I apologize if this question is too vague for here.
The advantages of creating methods for generics from the core of R include:
Ease of Use. Users of your package already familiar with those generics will have less to remember making it easier to use your package. They might even be able to do a certain amount without reading the documentation. If you come up with your own names then they must discover and remember new names which is an added cognitive burden.
Leverage Existing Functionality. Also any other functions that make use of generics you create methods for can then automatically use yours as well; otherwise, they would have to be changed. For example, AIC uses logLik.
A disadvantage is that the generic involves the extra level of dispatch and if logLik is in the inner loop of an optimization there could be an impact (although possibly not material). In that case you could check the performance of calling the generic vs. calling the method directly and use the latter if it makes a significant difference.
Regarding the case that your function has a completely different purpose than the generic in the core of R, then it might be more confusing than helpful so you might, in that case, not create a method but have your own function name.
You might want to read the zoo Design manual (see link to zoo Design under Vignettes near the bottom of that page) which discusses the design ideas that went into the zoo package. These include the idea being discussed here.
EDIT: Added disadvantates.
good question.
I'll split your Question into two parts; here's the first one:
i]s there really any other point in [making functions generic]?
Well, this pattern is usually invoked when the develper doesn't know the object class for every object he/she expects a user to pass in to the method under consideration.

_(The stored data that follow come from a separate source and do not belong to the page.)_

PR #484, opened 2026-06-25
Fix Bad Update Error

nlordell:
I noticed the error description did not match the variant name. This PR fixes that.

---

## CLA signature

### DIFF
--- a/crates/core/src/state/mod.rs
+++ b/crates/core/src/state/mod.rs
@@ -22,7 +22,7 @@ pub enum Error {
     /// updates.
     #[error("end of chain")]
     EndOfChain,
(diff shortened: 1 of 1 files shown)


rmeissner (approved):

crates/core/src/state/mod.rs
```diff
@@ -23,7 +23,7 @@ pub enum Error {
     #[error("end of chain")]
     EndOfChain,
     /// Received an update that is either out-of-order or has unexpected data.
```
remedcu: nit:


```suggestion
    /// Received a bad update i.e. either out-of-order or has unexpected data.
```

remedcu (approved):

Issue #465, opened 2026-06-20
Extend Alloy Asserter to Check Inputs


nlordell:
The [`alloy::providers::transport::mock::Asserter`](https://docs.rs/alloy/latest/alloy/providers/transport/mock/struct.Asserter.html) only supports mocking responses from the client, without any facilities for asserting on the request that was used.

This issue captures the work to create a custom `Asserter` that _also_ allows adding asserts on the request data for the input bytes. This will allow our tests to have slightly strong guarantees.

We should propose the improvements to the asserter upstream to the `alloy` crate.

PR #485, opened 2026-06-25
[E 6/6]: Transaction Queue Heartbeat

nlordell:

### Context and Motivation

This PR implements the heartbeat of the transaction queue: block updates. It processes block updates and triggers (re-)submissions of non-executed transactions as well as does some housekeeping in the DB.

### Decisions and Tradeoffs

- The transaction queue was made to be reorg aware
- We do some basic defensive block update input checks like for the state machine. In practice, this should never happen

### Testing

And because of this uncertainty, this design pattern (which is called overloading in many other languages) is invokved, and which requires R to evaluate the object class, then dispatch that object to the appropriate method given the object type.
The second part of your Question: [i]n this case I shouldn't use [the generic function] right?
To try to give you an answer useful beyond the detail of your Question, consider what happens to the original method when you call setGeneric, passing that method in.
the original function body is replaced with code for performing a top-level dispatch based on type of object passed in. This replaces the original function body, which just slides down one level so that it becomes the default method that the top level (generic) function dispatches to.
showMethods() will let you see all of those methods which are called by the newly created dispatch function (generic function).
And now for one huge disadvantage:
Ease of MISUse:
Users of your package already familiar with those generics might do a certain amount without reading the documentation.
And therein lies the fallacy that components, reusable objects, services, etc are an easy panacea for all software challenges.
And why the overwhelming majority of software is buggy, bloated, and operates inconsistently with little hope of tech support being able to diagnose your problem.
There WAS a reason for static linking and small executables back in the day. But this generation of code now, get paid now, debug later if ever, before the layoffs/IPO come, has no memory of the days when code actually worked very reliably and installation/integration didn't require 200$/hr Big 4 consultants or hackers who spend a week trying to get some "simple" open source product installed and productively running.
But if you want to continue the tradition of writing ever shorter function/method names, be my guest.